Evaluation against Human Preferences
=======================================
<!-- Outline:
- Brief intro to Reasonable crowd / Interface to Reasonable crowd
- EValuation process / options
- Try to describe in a generic way (i.e., not specific to reasonable crowd)
-->

This section outlines how to evaluate a rulebook's performance by comparing its automated judgments against human preferences, using the [**Reasonable Crowd**](https://github.com/bassam-motional/Reasonable-Crowd) dataset as a benchmark.

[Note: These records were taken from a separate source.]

PR #2219, opened 2023-08-02
Update and-or.css

Christopher-O:
Updated CSS to allow brdr-0 to exist on all resolutions when the design is stacked, and not just "always stacked".

### DIFF
--- a/méli-mélo/2021-05-conjunction/edge-cases.html
+++ b/méli-mélo/2021-05-conjunction/edge-cases.html
@@ -16,8 +16,8 @@ css:
 		<li>Edge cases of And/Or decision points (Conjunctions)</li>
 	</ul>
 </nav>
-
-<h2>No border shall not work for responsive break point</h2>
+<p><span class="label label-info">Updated:</span> The design has been updated to allow brdr-0 on all resolutions and will be removed when they become stacked.</p>
+<s><h2>No border shall not work for responsive break point</h2>
 
 <p><strong>Test expectation:</strong> The border style <code>.brdr-0</code> is ignored when stack except for "Test 4".</p>
 
@@ -82,4 +82,4 @@ css:
 			<li class="cnjnctn-col">This is content for part B</li>
 		</ul>
 	</div>
-</section>
+</section></s>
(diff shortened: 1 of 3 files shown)


duboisp:
Pre-approved upon review and after confirming there is an example of this change.

duboisp:
pre-approved upon testing

Relates to 
* #2219 
* #2220 
* #2221

Christopher-O:
@duboisp there is an example of the update on index.html under the updated header of no border.

duboisp (approved):
Tested the CSS change which are demoed in PR 2220 and work as expected. All CSS is demoed as expected.

Todo:
* [ ] Merge all other PRs into a single one.

méli-mélo/2021-05-conjunction/edge-cases.html
```diff
@@ -16,8 +16,8 @@ <h2 class="h5">Table of content</h2>
 		<li>Edge cases of And/Or decision points (Conjunctions)</li>
 	</ul>
 </nav>
-
-<h2>No border shall not work for responsive break point</h2>
+<p><span class="label label-info">Updated:</span> The design has been updated to allow brdr-0 on all resolutions and will be removed when they become stacked.</p>
+<s><h2>No border shall not work for responsive break point</h2>
```
duboisp, line 20: The `<s>` element should be use in the phrasing context not as a flow content.

I suggest to instead put this content inside a details/summary with a title that inform the content are not long accurate. Or simply you can remove those outdated instruction.

What would you like to do?
* [ ] Replicate the `<s>` element for every phrasing context in the deprecated instruction block
* [ ] Move the content inside a details summary with a title saying it is deprecated instruction
* [ ] Remove the outdated instruction.

duboisp (changes requested):
Fix the HTML markup in the edge-cases.html. The [`<s>` element](https://html.spec.whatwg.org/multipage/text-level-semantics.html#the-s-element) can only be use in phrasing context according to HTML 5 spec.

Other than that, the rest is good to be squash and merge

méli-mélo/2021-05-conjunction/edge-cases.html
duboisp: I replicated the `<s>` on every sub element to ensure it is used as phrasing content.

duboisp (approved):
Tested and reviewed locally

PR #2221, opened 2023-08-02
Update edge-cases.html

Christopher-O:
Struck out text regarding brdr-0 not being available on side-by-side options when stacked, now is allowed and border will disappear once stacked


duboisp:
This PR change request was merged/moved with PR#2219

PR #2230, opened 2023-08-17
gc-features: removing 'text-decoration: none' on hover

Garneauma:
Re-applying the underline on hover of gc-features. New PR on WET applying box shadow to panels and wells containing a stretched-link.

Dependent on https://github.com/wet-boew/wet-boew/pull/9614 being merged.

### DIFF
--- a/components/gc-features/_base.scss
+++ b/components/gc-features/_base.scss
@@ -13,10 +13,6 @@
 
 	margin-bottom: $space-md;
 
-	a:hover {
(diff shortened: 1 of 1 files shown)


duboisp:
Pre-approved if PR #9614 is merged. And need to be in sync

duboisp (approved):
This is a patch.

There is going to be still a visual hover effect which would added by the `.stretchlink` used in panel and in a well.

PR #2231, opened 2023-08-18
Page feedback: fixing bad JSON array in report-problem include

Garneauma:
- Fixing bad JSON array issue in report-a-problem ajax files
- Removing lingering report-a-problem references in page-details


duboisp (approved):
Agree this change is a Patch change, that was a typo error.

PR #2232, opened 2023-08-21
Page feedback: moving ajaxed-in PFT file to /assets

Garneauma:
Related to WET-407


_config.yml
```diff
@@ -6,8 +6,8 @@ website: "https://wet-boew.github.io/GCWeb/" # URL of your public facing website
 global:
   lang: fr
   feedbackPath:
-    en: "/sites/feedback/ajax/page-feedback-en.html"
-    fr: "/sites/feedback/ajax/page-feedback-fr.html"
+    en: "/dist/GCWeb/assets/feedback/page-feedback-en.html"
+    fr: "/dist/GCWeb/assets/feedback/page-feedback-fr.html"
```
duboisp, line 10: We would need the absolute URL here, because it is broken in gh-page. 

Like: https://wet-boew.github.io/themes-dist/GCWeb/GCWeb/assets/feedback/page-feedback-en.html

duboisp (changes requested):

PR #2240, opened 2023-08-30
WET-409 Basic HTML WCAG Pre-assessment

jonasg-gc:


duboisp (commented):
@AtlakM for your action check
* The language links for the en & fr pages
* Ensure the report is populated as expected

duboisp (approved):
Thanks @AtlakM for the review

PR #2241, opened 2023-09-01
WET-347: Added relevant component discription

ouafaaetta:


duboisp (approved):
Reviewed, all good. This is only a content change

PR #2242, opened 2023-09-05
Content - Updating GCWeb web site indexes

duboisp:


Garneauma (approved):
Reviewed. This is only content change and should only affect index-en.md et index-fr.md.

PR #2244, opened 2023-09-08
Page feedback: hiding page feedback by default and updating doc

Garneauma:
- Updating Page feedback documentation to use new data-first layout.
- Page feedback is now hidden by default and can be manually added to every page
- Page feedback variation is now stable


duboisp:
Pre-approved upon local testing and review.

Note: This is a minor change for PFT because it change from provisional to stable while the RAP is still in a stable status

duboisp (changes requested):

duboisp (changes requested):
Reviewed and everything look good except 2 change request
* [ ] Remove the `<div>` wrapper workaround in includes files (feedback includes and deprecated rap-inline)
* [ ] Replace the bold by a strong element to have emphasis sementic

In summary:
* No issue with the gcweb-jekyll major change regarding the default behaviour of when the feedback is applied.
* No issue with the documentation provided, it is accurate
* The provisional alert was removed
* The component version has been increased by a minor version. The major will only occur when the RAP pattern would be officially deprecated.
* The change requested was addressed

The performance issue has been localized to the "content updated" function in the data-ajax plugin. We will do a deep dive and submit a fix to the data-ajax plugin next weeks.

Regarding the additional wrapping `<div>`, I am divided between removing them now or removing them next week. This is a bug in the data-ajax because it transform the received data as a jQuery object directly. The best solution will be to apply the "div" wrapper workaround directly in the data-ajax instead of altering the reference implementation design pattern. 
Let's remove the wrapper div here and submit a fix in wet-boew for next week.

Note:
We can do that in another content PR
* For "Iteration" show the 'breaking', 'additions' and 'fixes' details
* For Variations and implementations we can probably include the 'baseOn' iteration into a data-attribute. Eventually, I would like to use that value to set automatically the status on them.

duboisp:
FYI - here my code sample that seems to fix/apply a work around for the performance issue and fixing the div wrapper required to import content via data-ajax.

https://github.com/wet-boew/wet-boew/compare/master...duboisp:wet-boew:gcweb-pr2244

@Garneauma Let me know if you do conclude at a similar fix, along those line, for the performance issue and avoiding the wrapper div workaround.

duboisp (approved):
Reviewed and tested locally, work as expected.

Requested change was applied.

Know issue, which would be fix in the coming weeks if it is not by next week.
* Performance issue, we identified the cause and it is not caused by any change made in this PR. Par contre, cet example illustre très bien le problème de performance et elle pourra être utilisé afin de valider le correctif.
* Erreur du ajax-fetch car le contenu inséré et qui devrait être encodé n'est pas wrapper dans un div. Le PR avec ce correctif a déjà été soumis ou il le sera aujourd'hui.

PR #3, opened 2021-01-08
RM-7543 Log Browser and Webdriver version in WebTestHelper

raffaelfoidl:
https://re-motion.atlassian.net/browse/RM-7543

PR #47, opened 2021-03-12
RM-7704: Race Condition in AccessibilityAnalyzer regarding IFrames in Firefox Version 85

raffaelfoidl:
https://re-motion.atlassian.net/browse/RM-7704

### DIFF
--- a/Remotion/Web/Development.WebTesting/Accessibility/AccessibilityAnalyzer.cs
+++ b/Remotion/Web/Development.WebTesting/Accessibility/AccessibilityAnalyzer.cs
@@ -34,6 +34,8 @@ namespace Remotion.Web.Development.WebTesting.Accessibility
   /// </summary>
   public class AccessibilityAnalyzer
   {
+    private static readonly TimeSpan s_defaultMaximumTimeToWaitForFrame = TimeSpan.FromMilliseconds (3000);
+
     /// <summary>
     /// Creates an <see cref="AccessibilityAnalyzer"/> that uses an instance of <see cref="RemoteWebDriver"/> for both <see cref="IWebDriver"/>
     /// and <see cref="IJavaScriptExecutor"/>.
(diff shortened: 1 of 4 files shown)


Remotion/Web/Development.WebTesting/WebElementExtensions.cs
```diff
@@ -0,0 +1,64 @@
...
+    /// Waits until an IFrame is fully rendered.
+    /// </summary>
+    /// <param name="frame">The <see cref="IWebElement"/> representing the IFrame to wait for.</param>
+    /// <param name="timeout">A maximum timeout until the IFrame must be visible.</param>
+    public static void WaitUntilFrameIsVisible (this IWebElement frame, int timeout = 3000)
+    {
+      var webDriver = ((IWrapsDriver) frame).WrappedDriver;
+      var webDriverWait = new WebDriverWait (webDriver, TimeSpan.FromMilliseconds (timeout))
+                          {
+                              PollingInterval = TimeSpan.FromMilliseconds (timeout / 10)
```
iam-mholle, line 40: A lower interval might be alright here.

iam-mholle (approved):

MichaelKetting (changes requested):

raffaelfoidl:
> Follow-up task to update the 3 APIs that use an int timeout (WaitUntilVisible) to use a Timespan.

Follow-up task: https://re-motion.atlassian.net/browse/RM-7713. I assumed it's going to be backported, please disagree if that's not the case, then I'll adapt the ticket.

MichaelKetting:
> 
> 
> > Follow-up task to update the 3 APIs that use an int timeout (WaitUntilVisible) to use a Timespan.
> 
> Follow-up task: https://re-motion.atlassian.net/browse/RM-7713. I assumed it's going to be backported, please disagree if that's not the case, then I'll adapt the ticket.

Ticket's been updated re backport. Those would be breaking changes and are not triggered by new features so, no backport. please don't forget the breaking change ticket in v3.0 implementation.

Remotion/Web/Development.WebTesting/Accessibility/AccessibilityAnalyzer.cs
```diff
@@ -225,8 +225,10 @@ private bool AxeIsInjected ()
     /// </remarks>
     private void InjectIntoIFrames (string source)
     {
+      var maximumTimeToWaitForFrame = TimeSpan.FromMilliseconds (3000);
```
MichaelKetting, line 228: Okay, I'm afraid this would require us to actually pass the timeout from the public API all the way to down-here. We can define the actual default value once in here, but we should allow injecting a new value.

Remotion/Web/Development.WebTesting/Accessibility/AccessibilityAnalyzer.cs
```diff
@@ -225,8 +225,10 @@ private bool AxeIsInjected ()
...
       foreach (var frame in WebDriver.FindElements (By.TagName ("iframe")))
       {
+        frame.WaitUntilFrameIsVisible (maximumTimeToWaitForFrame);
```
MichaelKetting, line 231: how did we find out that there's two issues, once here and one in DateTimeValue? I don't remember which tests failed so I just assumed it was only in DateTimeValueExntesions that we had to add this guard (right now).

MichaelKetting (changes requested):

Remotion/Web/Development.WebTesting/Accessibility/AccessibilityAnalyzer.cs
raffaelfoidl: The guard in DateTimeValueExtensions stems from some time ago and was Chrome-related. The actual reason this ticket exists is that `AccessibilityBocDateTimeValueTest.DateOnly_ExpandedDatePicker` fails with Firefox >= 85, hence we are waiting for the frame to render. The changes in `ScreenshotBocDateTimeValuePickerExtensions` from this PR are purely to avoid/eliminate code duplication because it's exactly the same workaround, just with a specifiable selector so that the new extension method can be used universally.

MichaelKetting (commented):
Looks good, please restructre history

#1 new extension method incl. overload with all changes in single commit
#2 fix bug
#3 remove code duplication

Remotion/Web/Development.WebTesting/Accessibility/AccessibilityAnalyzer.cs
```diff
@@ -220,13 +220,17 @@ private bool AxeIsInjected ()
     /// <summary>
     /// Injects Axe into every iframe manually because axe-core cannot do it itself.
     /// </summary>
+    /// <param name="source">Source of axe.min.js to inject.</param>
+    /// <param name="maximumTimeToWaitForFrame">Maximum wait time after which an iframe must be visible such that Axe can be injected. Default is 3000 ms.</param>
     /// <remarks>
     /// Source: https://www.deque.com/blog/writing-automated-tests-accessibility/
     /// </remarks>
-    private void InjectIntoIFrames (string source)
+    private void InjectIntoIFrames (string source, TimeSpan? maximumTimeToWaitForFrame = null)
```
MichaelKetting, line 228: In the AccessibilityAnalyzer, we need to allow injecting the value into the public members. It's just that it's OK to define the default value in here. Although, the longer I think about it, the less I like it though, that we define the default in the private method. Maybe it would be best to make a static field for the default and apply it at the call sites when the public method is passed a null-value. 

=> each public API gets a nullable timeout parameter. When the parameter is null, we null-propagate the static-field as fallback.

MichaelKetting (changes requested):

Remotion/Web/Development.WebTesting/Accessibility/AccessibilityAnalyzer.cs
raffaelfoidl: Okay, it seems I misunderstood your previous comment a bit. I hope it's okay now.

Fyi, I have implemented your comment only tentatively in a new commit and will move the change to the second commit ("bug fix") if you okay it. (I think you wouldn't get a nice diff with only the new change if I had rebased it just now)

MichaelKetting (approved):
Looks good now :) Hope the final design ideas seemed like good ideas during implementation.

## Overview of Reasonable Crowd

**Reasonable Crowd** is a dataset designed to bridge the gap between formal safety rules and human intuition. It consists of numerous driving scenarios where human participants have provided votes on which of two trajectories is safer or more "reasonable". In the evaluation pipeline, the goal is to see if the rulebook ranks these scenarios in the same order as the majority of humans.

---

## The Evaluation Flow

The evaluation process follows a structured path from raw trajectory data to a final accuracy score:

1. Trajectories are loaded from `.json` files and mapped to their respective road networks (e.g., Town01, Town05).
    
2. Human votes and agreement levels are matched to the corresponding trajectory pairs.
    
3. A `Rulebook` is created using a `.graph` file (defining the hierarchy) and a mapping of IDs to `Rule` objects.
    
4. For each scenario pair (A,B), the rulebook evaluates both. If the rulebook finds more violations in A, it predicts B is safer.
    
5. The system calculates:
    
    - **Correct**: Rulebook and humans agree.
        
    - **Incomparable**: The rulebook cannot determine a winner (e.g., both have 0 violations).
        
    - **Accuracy**: The percentage of human-decided pairs correctly predicted by the rulebook.
        

---

## Caching and Optimization

Evaluating a complex rulebook across thousands of frames is computationally expensive. To solve this, the pipeline caches rule evaluations per trajectory-parameter pair:

- **Tuning Cache**: When a rule's parameters (like a distance threshold) are changed, the system checks a `tuning_cache.pkl`. If that specific rule with those specific parameters has been run on that trajectory before, it pulls the result instantly.
    
- **Optimization**: The optimization process aims to find the rulebook configuration that best matches human preferences (on the training split) by adjusting both rule parameters and rule priorities. The framework supports three primary optimization approaches:

Greedy Parameter Optimization: Sequentially adjusts parameters (like distance thresholds) for each rule to find a local optimum.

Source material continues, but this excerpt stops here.